PROBLEM DESCRIPTION: Look through the data below. Show each line where the string "while" occurs.

RECORDS PROVIDED:

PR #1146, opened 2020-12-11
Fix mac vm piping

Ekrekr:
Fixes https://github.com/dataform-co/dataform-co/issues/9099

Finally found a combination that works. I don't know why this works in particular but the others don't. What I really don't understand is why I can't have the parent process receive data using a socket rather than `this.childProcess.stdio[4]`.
--
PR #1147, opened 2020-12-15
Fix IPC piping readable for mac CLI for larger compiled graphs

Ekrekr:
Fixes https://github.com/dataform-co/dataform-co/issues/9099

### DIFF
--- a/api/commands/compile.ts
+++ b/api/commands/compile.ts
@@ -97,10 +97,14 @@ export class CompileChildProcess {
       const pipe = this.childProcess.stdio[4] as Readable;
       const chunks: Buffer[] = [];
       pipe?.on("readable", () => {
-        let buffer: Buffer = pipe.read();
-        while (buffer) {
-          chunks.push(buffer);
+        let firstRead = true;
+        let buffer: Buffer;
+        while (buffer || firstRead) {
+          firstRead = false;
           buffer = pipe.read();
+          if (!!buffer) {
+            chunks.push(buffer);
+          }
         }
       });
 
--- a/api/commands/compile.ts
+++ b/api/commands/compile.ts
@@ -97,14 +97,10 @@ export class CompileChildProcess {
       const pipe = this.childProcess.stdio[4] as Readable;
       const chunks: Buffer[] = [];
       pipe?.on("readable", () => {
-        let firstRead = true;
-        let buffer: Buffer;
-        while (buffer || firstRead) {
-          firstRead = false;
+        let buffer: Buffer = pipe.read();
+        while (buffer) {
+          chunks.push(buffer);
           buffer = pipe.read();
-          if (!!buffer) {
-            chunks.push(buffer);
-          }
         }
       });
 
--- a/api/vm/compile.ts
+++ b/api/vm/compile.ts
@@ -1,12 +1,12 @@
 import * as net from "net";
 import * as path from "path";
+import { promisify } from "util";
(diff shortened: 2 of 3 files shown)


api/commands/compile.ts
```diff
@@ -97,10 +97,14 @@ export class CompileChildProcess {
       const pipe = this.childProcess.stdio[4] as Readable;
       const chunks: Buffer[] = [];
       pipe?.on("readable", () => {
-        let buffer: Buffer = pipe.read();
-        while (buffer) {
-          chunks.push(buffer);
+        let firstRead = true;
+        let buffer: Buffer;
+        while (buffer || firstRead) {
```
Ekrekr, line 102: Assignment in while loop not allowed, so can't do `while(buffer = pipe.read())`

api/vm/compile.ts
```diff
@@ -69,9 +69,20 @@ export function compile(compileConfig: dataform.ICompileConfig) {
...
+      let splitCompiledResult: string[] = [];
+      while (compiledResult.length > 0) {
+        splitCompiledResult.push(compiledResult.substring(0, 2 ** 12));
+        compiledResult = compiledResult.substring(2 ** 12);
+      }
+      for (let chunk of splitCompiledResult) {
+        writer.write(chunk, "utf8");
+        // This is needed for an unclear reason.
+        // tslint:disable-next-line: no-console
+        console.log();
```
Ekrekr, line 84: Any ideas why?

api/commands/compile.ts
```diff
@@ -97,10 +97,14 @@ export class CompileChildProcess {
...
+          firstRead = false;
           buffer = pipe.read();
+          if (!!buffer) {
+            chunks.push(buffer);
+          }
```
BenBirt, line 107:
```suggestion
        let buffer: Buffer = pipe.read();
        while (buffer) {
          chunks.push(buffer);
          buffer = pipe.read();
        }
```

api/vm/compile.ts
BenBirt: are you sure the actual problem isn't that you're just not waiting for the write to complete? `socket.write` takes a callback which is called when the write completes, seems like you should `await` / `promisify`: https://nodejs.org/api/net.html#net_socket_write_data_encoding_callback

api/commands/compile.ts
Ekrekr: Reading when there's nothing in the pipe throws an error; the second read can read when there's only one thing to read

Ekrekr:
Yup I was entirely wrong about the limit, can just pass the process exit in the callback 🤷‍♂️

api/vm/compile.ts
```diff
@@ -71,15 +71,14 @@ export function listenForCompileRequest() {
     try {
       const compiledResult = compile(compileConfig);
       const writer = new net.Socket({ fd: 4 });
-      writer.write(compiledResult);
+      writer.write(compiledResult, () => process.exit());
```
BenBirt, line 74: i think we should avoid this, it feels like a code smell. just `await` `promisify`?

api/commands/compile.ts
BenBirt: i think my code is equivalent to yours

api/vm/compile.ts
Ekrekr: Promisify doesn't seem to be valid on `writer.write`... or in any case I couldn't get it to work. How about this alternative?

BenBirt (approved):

REPLY TO THE EXERCISE:
-        while (buffer) {
+        while (buffer || firstRead) {
-        while (buffer || firstRead) {
+        while (buffer) {
-        while (buffer) {
+        while (buffer || firstRead) {
Ekrekr, line 102: Assignment in while loop not allowed, so can't do `while(buffer = pipe.read())`
+      while (compiledResult.length > 0) {
        while (buffer) {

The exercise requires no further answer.